The WEB signal conditioning package that the present embodiment provides, sorts the WEB information from information resources corresponding to one or more URL(uniform resource locator) getting according to default rule.Make user can obtain the WEB information from one or more web service, and described WEB sequence of information from one or more webservice is to sequence according to default ordering rule simultaneously.

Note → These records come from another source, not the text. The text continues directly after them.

Issue #779, opened 2024-09-19
Fix MapReduce solver Indexing bug


qh681248:
### What's the problem?

Mapreduce does not compute indices correctly

If you add plt.show() and run examples/pounce_map_reduce.py, you will see that only the first 10 frames are being chosen from the 106 frames, this is because coreset.unweighted_indices is not working properly

The example worked as of commit d99d4e4 and ran faster

### How can we reproduce the issue?

Run examples/pounce_map_reduce.py and either print the indices of the coreset generated by map reduce or add plt.show() at the end

### Python version

3.12

### Package version

0.2.1

### Operating system

Windows

Issue #765, opened 2024-09-03
Look into typing `Data` and `SupervisedData` instances


db091756:
### What's the new feature?

I think it would be very useful for developers and users to be able to type the array shapes in the `Data` and `SupervisedData` instances.

For example, if we want to type a function input we would do  `x: Data` or `x: SupervisedData`. I think it would be nice to be able to type this something like `x: Data[Shaped[Array, " n d"], Shaped[Array, " n"]]` and `x: SupervisedData[Shaped[Array, " n d"], Shaped[Array, " n p"], Shaped[Array, " n"]]` , or just `x: Data[" n d", "n"]` and `x: SupervisedData[" n d", " n p", "n"]` . 

I have no idea how much work this would be!

### What value does this add?

Would make it clearer what our data instances contain.

PR #790, opened 2024-09-25
Map reduce index bug

qh681248:
### PR Type

- Bugfix

### Description

In coreax/solvers/composite.py, added logic to keep track of indices in the reduce method of MapReduce class, this resolves the Fix MapReduce solver Indexing bug #779

### How Has This Been Tested?

Added test_mapreduce_diverse_selection in tests/units/test_solvers.py. It only passes when MapReduce contains datapoints with indices higher than the size of the leaf_node.

No

### Screenshots

(Write your answer here.)


tc85324 (commented):
Thanks for spotting this bug, I should have caught this earlier! I think the issue is more fundamental to how `Coresubset.coreset` operates, and the error can be fixed by the following change (subject to correcting the coreset materialization behaviour).
```python
           # old
            _coreset = jtu.tree_map(jnp.concatenate, coreset_ensemble)
            return _reduce_coreset(_coreset.coreset)
           # proposed
            _coreset = jtu.tree_map(jnp.concatenate, coreset_ensemble.coreset)
            return _reduce_coreset(_coreset)
```
I'd like to have a look today to see if there is a nice change that can be made to the `Coresubset.coreset` materialization behaviour, before the specific changes proposed here are considered.

tc85324 (commented):
Having taken a look yesterday, I can't find a particularly satisfying solution to the materialization behaviour. We could add specific logic for handling "batched" coresets in the coresubset materialization method `Coresubset.coreset`, but this would require us to handle a variety of different behaviours. E.G. what happens when we have unbatched nodes/indices, but a batched `pre_coreset_data`, what happens when the nodes/indices are batched but `pre_coreset_data` is not (this is the specific problem in our case), etc... If there is wider interest in properly handling batched data, then this may be worth revisiting in a separate issue, perhaps at the same time as #765.

In any case, I'm pleased you've identified the problem (which also indicates the existing MapReduce tests are insufficient) and proposed a solution in this PR, which I will be glad to review today.

bk958178 (changes requested):
@qh681248 See requested changes in the comments below

coreax/solvers/composite.py
```diff
@@ -125,18 +125,58 @@ def reduce(
...
-            return _reduce_coreset(_coreset.coreset)
 
-        coreset_wrong_pre_coreset_data, output_solver_state = _reduce_coreset(dataset)
+            if _indices is not None:
+                final_indices = _indices[concatenated_indices]
+            else:
+                final_indices = concatenated_indices
+            return _reduce_coreset(_coreset, final_indices)
+
+        (coreset_wrong_pre_coreset_data, output_solver_state, _indices) = (
```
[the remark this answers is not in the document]
tc85324: I second this, I can't remember why I chose this variable name and it isn't obvious from the code!

coreax/solvers/composite.py
```diff
@@ -183,4 +223,11 @@ def _binary_tree(_input_data: Data) -> np.ndarray:
         return node_indices.reshape(n_leaves, -1).astype(np.int32)
 
     indices = jax.pure_callback(_binary_tree, result_shape, padded_dataset)
-    return dataset[indices]
+    return dataset[indices], jnp.arange(len(dataset))[indices]
```
tc85324, line 224: I think the return value should be `padded_dataset[indices]`. This bug was in the code before this PR and is another indication that the existing tests are insufficient. Please can you modify/add a test so that this behaviour is properly tested.

tc85324 (changes requested):
I've added a few more comments on top of those from @bk958178. Nothing major, but we might need to look at improving the solver tests (the scope of which may exceed this PR).

tp832944:
@qh681248 This is a significant bug fix. Don't forget to add it to the CHANGELOG.

bk958178 (changes requested):
@qh681248 Thanks for addressing my previous comments. I've left a few further suggestions on your latest changes. 

Please update the CHANGELOG.md. Under 'Fixed', add a bulletpoint describing the bug-fix you've addressed.

tests/unit/test_solvers.py
```diff
@@ -850,6 +850,34 @@ def test_base_solver(
...
+        dataset_size = 40
+        data_dim = 5
+        coreset_size = 6
+        leaf_size = 12
+
+        key = jr.PRNGKey(0)
+        dataset = jr.normal(key, shape=(dataset_size, data_dim))
+
+        kernel = SquaredExponentialKernel()
+        base_solver = KernelHerding(coreset_size=coreset_size, kernel=kernel)
```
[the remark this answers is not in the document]
bk958178: @tc85324 For the sake of minimising overhead, and since we both already have visibility on this PR, I’m happy for the changes that rework the existing tests to be made here.

I don’t think it warrants creating a new issue and PR.

tests/unit/test_solvers.py
```diff
@@ -850,6 +850,165 @@ def test_base_solver(
...
+                [forward_indices, backward_indices], axis=1
+            ).ravel()
+
+            if interleaved_base_solver.coreset_size % 2 != 0:
+                interleaved_indices = jnp.append(interleaved_indices, half_size)
+            return Coreset(dataset[interleaved_indices], dataset), solver_state
+
+        interleaved_base_solver.reduce = interleaved_mock_reduce
+
+        original_data = Data(
```
bk958178, line 980: This doesn't need to span lines 980-1004. Also, the expected type is `Array` and this is a list.

Suggested change: 

    original_data = Data(jnp.array([
            10, 20, 30, 210, 40, 60, 180, 90, 150, 70,
            120, 200, 50, 140, 80, 170, 100, 190, 110, 160, 130
            ]))

tests/unit/test_solvers.py
```diff
@@ -850,6 +850,165 @@ def test_base_solver(
...
+                80,
+                170,
+                100,
+                190,
+                110,
+                160,
+                130,
+            ]
+        )
+        expected_coreset_data = Data([0, 110, 90])
```
bk958178, line 1005: Expects type `Array`. Suggested change:

    expected_coreset_data = Data(jnp.array([0, 110, 90]))

tests/unit/test_solvers.py
```diff
@@ -850,6 +850,165 @@ def test_base_solver(
...
+        partitions_represented = jnp.unique(selected_indices // leaf_size)
+        assert (
+            len(partitions_represented) > 1
+        ), "MapReduce should select points from multiple partitions"
+
+    def test_map_reduce_analytic(self):
+        r"""
+        Test ``MapReduce`` on an analytical example, enforcing a unique coreset.
+
+        In this example, We start with the original dataset
```
bk958178, line 884: Remove capital 'w' on 'We', or remove 'In this example,'

tests/unit/test_solvers.py
```diff
@@ -850,6 +850,165 @@ def test_base_solver(
...
+        2. 2 partitions of size :math:`\lceil 10.5 \rceil = 11` each (with one padded 0)
+        3. 4 partitions of size :math:`\lceil 5.25 \rceil = 6` each (with 3 padded 0's)
+        4. 8 partitions of size :math:`\lceil 2.625 \rceil = 3` each (with 3 padded 0's)
+
+        Since we set the maximum leaf size :math:`m = 6`, we choose the largest
+        partition size that is less than or equal to 6. Thus, we have 4 partitions
+        each of size 6.
+
+        We first pad the dataset by adding 3 zeros, then we arrange the
+        data in ascending order (Make sure to ask if this is another bug,
```
bk958178, line 904: This looks like a note you've left to yourself. Did you get an answer to this question?

Either way, please delete from the docstring

tests/unit/test_solvers.py
```diff
@@ -850,6 +850,165 @@ def test_base_solver(
...
+        I don't know how exactly binary_tree manages to reorder my dataset every time)
```
bk958178, line 905: See above comment - please delete this note you've left for yourself

tests/unit/test_solvers.py
```diff
@@ -850,6 +850,165 @@ def test_base_solver(
...
+        This results in
```
bk958178, line 906: combine this with the following line:

            This results in the following 4 partitions (see how data is in ascending order):

tests/unit/test_solvers.py
```diff
@@ -850,6 +850,165 @@ def test_base_solver(
...
+        the following 4 partitions (see how data is in ascending order):
+
+        1. :math:`[0, 0, 0, 10, 20, 30]`
+        2. :math:`[40, 50, 60, 70, 80, 90]`
+        3. :math:`[100, 110, 120, 130, 140, 150]`
+        4. :math:`[160, 170, 180, 190, 200, 210]`
+
+        Now we want to reduce each partition with our ``interleaved_base_solver``
+        which is designed to choose first, last, second, second-last, third,
```
bk958178, line 915: Suggested rephrasing for clarity:

' is designed to choose 2n elements, with indices [1, 2, ..., n, -n, ..., -2, -1]'

Happy for you to ignore this suggestion if you think it's less clear than the one you've provided

tests/unit/test_solvers.py
```diff
@@ -850,6 +850,165 @@ def test_base_solver(
...
+
+        1. :math:`[0, 30, 0]`
+        2. :math:`[40, 90, 50]`
+        3. :math:`[100, 150, 110]`
+        4. :math:`[160, 210, 170]`
+
+        Concatenating we obtain
+        :math:`[0, 30, 0, 40, 90, 50, 100, 150, 110, 160, 210, 170]`.
+        Now we repeat the same process, we check how many partitions
+        (has to be power of 2) we want to divide this new data of size 12 into,
```
bk958178, line 927: Grammar needs correcting. Suggested rephrasing:

`We repeat the process, checking how many partitions we want to divide this intermediate dataset (of size 12) into. Recall, this number of partitions must be a power of 2. Our options are:`

tests/unit/test_solvers.py
```diff
@@ -850,6 +850,165 @@ def test_base_solver(
...
+
+        1. :math:`[0, 90, 0]`
+        2. :math:`[100, 210, 110]`
+
+        Now, we concatenate the two subsets and repeat the process to
+        obtain only one partition:
+
+        1. Concatenated subset: :math:`[0, 90, 0, 100, 210, 110]`
+
+        Note that the size of the dataset is 6 so no partitioning is necessary!
```
bk958178, line 954: `no *more* partitioning is necessary`

tests/unit/test_solvers.py
```diff
@@ -850,6 +850,165 @@ def test_base_solver(
...
+
+        Applying the ``interleaved_base_solver`` one last time we obtain
```
bk958178, line 956: Suggested rephrasing for conciseness:

    Applying ``interleaved_base_solver`` one last time we obtain the final coreset:
         :math:`[0, 110, 90]`.

bk958178 (changes requested):
Thanks for adding this analytic test, @qh681248. Your description is very thorough. Please see some initial comments and suggested changes below. 

I'll allow time for @tc85324 to review the analytic test as well, and share any thoughts or comments too.

bk958178:
> Thanks for adding this analytic test, @qh681248. Your description is very thorough. Please see some initial comments and suggested changes below.
> 
> I'll allow time for @tc85324 to review the analytic test as well, and share any thoughts or comments too.

@tc85324 if we haven’t heard from you by Thursday, we’ll assume you’re okay with not reviewing these changes before the v0.3 release. Any changes you request later will be addressed and included in future releases.

tests/unit/test_solvers.py
```diff
@@ -923,9 +920,10 @@ def test_map_reduce_analytic(self):
 
         Concatenating we obtain
         :math:`[0, 30, 0, 40, 90, 50, 100, 150, 110, 160, 210, 170]`.
-        Now we repeat the same process, we check how many partitions
-        (has to be power of 2) we want to divide this new data of size 12 into,
-        our new options for partitioning are:
+        We repeat the process, checking how many partitions we want
+         to divide this intermediate dataset (of size 12) into.
+        Recall, this number of partitions must be a power of 2.
+        Our options are::
```
bk958178, line 926: Reduce to 3 lines, and delete duplicated colon

    We repeat the process, checking how many partitions we want to divide this
    intermediate dataset (of size 12) into. Recall, this number of partitions must
    be a power of 2. Our options are:

tests/unit/test_solvers.py
```diff
@@ -850,6 +850,166 @@ def test_base_solver(
...
+        obtain only one partition:
+
+        1. Concatenated subset: :math:`[0, 90, 0, 100, 210, 110]`
+
+        Note that the size of the dataset is 6,
+        therefore, no more partitioning is necessary.
+
+        Applying the ``interleaved_base_solver`` one last time we obtain
+         the final coreset:
+                :math:`[0, 110, 90]`.
```
bk958178, line 957: Reduce to 2 lines:

     Applying ``interleaved_base_solver`` one last time, we obtain the final coreset:
                :math:`[0, 110, 90]`.

tests/unit/test_solvers.py
bk958178:
```suggestion
        original_data = Data(jnp.array([10, 20, 30, 210, 40, 60, 180, 90, 150, 70, 120,
                                        200, 50, 140, 80, 170, 100, 190, 110, 160, 130])
                             )
```

bk958178 (changes requested):
@qh681248 Please see below a few further comments to reduce the number of new lines added

tc85324 (commented):
> > Thanks for adding this analytic test, @qh681248. Your description is very thorough. Please see some initial comments and suggested changes below.
> > 
> > I'll allow time for @tc85324 to review the analytic test as well, and share any thoughts or comments too.
> 
> @tc85324 if we haven’t heard from you by Thursday, we’ll assume you’re okay with not reviewing these changes before the v0.3 release. Any changes you request later will be addressed and included in future releases. 

Unfortunately I don't have the time right now to review this properly. I did have a quick look though and the new tests appear to do what I was hoping for, thanks @qh681248!

bk958178 (approved):
LGTM

Approving and merging

PR #798, opened 2024-10-02
feat: added cubature recombination example.

### LINKED ISSUE #778: Write integration test for tree recombination
### What's the issue?

No end-to-end test exists for tree recombination, which also means we're lacking an example.

tc85324:
Closes #778

### PR Type
- Feature
- Tests

### Description
Adds a test to demonstrate the end-to-end usage of `TreeRecombination`
for constructing non-product cubature formulae from product cubature
formulae. A corresponding integration test has also been added for this
new example.

### How Has This Been Tested?
The new tests pass locally and contain theoretically grounded assertions.


examples/cubature_recombination.py
```diff
@@ -0,0 +1,194 @@
...
+    raise ValueError("Invalid mode; must be one of ['all', 'even', 'odd'].")
+
+
+def test_functions_from_monomial_powers(
+    monomial_powers: Int[Array, "k n"],
+) -> Callable[[Float[Array, " n"]], Float[Array, " k"]]:
+    """
+    Construct test functions given a set of multi-variate monomial powers.
+
+    :param monomial_powers:
```
pc532627, line 108: I think this has not been filled in before committing but should be

examples/cubature_recombination.py
```diff
@@ -0,0 +1,194 @@
...
+    :return:
```
pc532627, line 109: I think this has not been filled in before committing but should be

examples/cubature_recombination.py
```diff
@@ -0,0 +1,194 @@
...
+        return jnp.prod(jnp.polyval(_coefficients[::-1], x))
+
+    return jtu.Partial(monomial_test_function, reversed_coefficients(monomial_powers))
+
+
+def main(dimension: int = 3, max_degree: int = 4) -> Coresubset:
+    """
+    Run the 'recombination' example for finding non-product cubature formulae.
+
+    Generates the
```
pc532627, line 134: I think this has not been filled in before committing but should be

pc532627: Can you add some mathematical background on the problem we are trying to solve here when updating?

pc532627 (changes requested):
A few documentation comments - additionally the doc builds fail - this might be resolved simply by merging in main to this branch

pc532627:
@tc85324 Related to end-to-end usage of recombination, I'd be interested in your thoughts on how to sensibly include Recombination into the benchmarking currently being done on PR #802 . In that PR, @qh681248  is exploring how the various coreset methods compare in terms of run-time and error (MMD, KSD, ...) on a suite of candidate test problems. Since recombination isn't an `ExplicitSizeSolver` direct comparisons to coresets from other methods of a given size may not be in some sense fair. We could exclude it from benchmarking because of this - but if you have any ideas on sensible ways to include it we'd be open to suggestions.

tc85324 (commented):
> @tc85324 Related to end-to-end usage of recombination, I'd be interested in your thoughts on how to sensibly include Recombination into the benchmarking currently being done on PR #802 . In that PR, @qh681248  is exploring how the various coreset methods compare in terms of run-time and error (MMD, KSD, ...) on a suite of candidate test problems. Since recombination isn't an `ExplicitSizeSolver` direct comparisons to coresets from other methods of a given size may not be in some sense fair. We could exclude it from benchmarking because of this - but if you have any ideas on sensible ways to include it we'd be open to suggestions.  

Thank you for the review! Regarding benchmarking, I would say that the example in this pull is probably the canonical use case for recombination and it would be useful to have runtime performance figures for varying numbers of test-functions (dimension and degree), and in the case of `TreeRecombination`, `tree_reduction_factor`. While this won't be comparible to the `ExplicitSizeSolvers` it is useful from an implementaiton perspective as we can check/see if real world performance scales at the same/simlar rates to those claimed in the literature.

pc532627 (approved):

Through the above description of the embodiments, those skilled in the art can be well understood to the mode that the present invention can add essential common hardware by software and realize, and can certainly pass through hardware, but in a lot of situation, the former is better embodiment.Based on such understanding, the part that technical scheme of the present invention contributes to prior art in essence in other words can embody with the form of software product, this computer software product is stored in the storage medium can read, as the floppy disk of computing machine, hard disk or CD etc., comprise that some instructions are in order to make a computer equipment (can be personal computer, server, or the network equipment etc.) carry out the method described in each embodiment of the present invention.
The above; be only the specific embodiment of the present invention, but protection scope of the present invention is not limited to this, any be familiar with those skilled in the art the present invention disclose technical scope in; can expect easily changing or replacing, within all should being encompassed in protection scope of the present invention.Therefore, protection scope of the present invention should described be as the criterion with the protection domain of claim.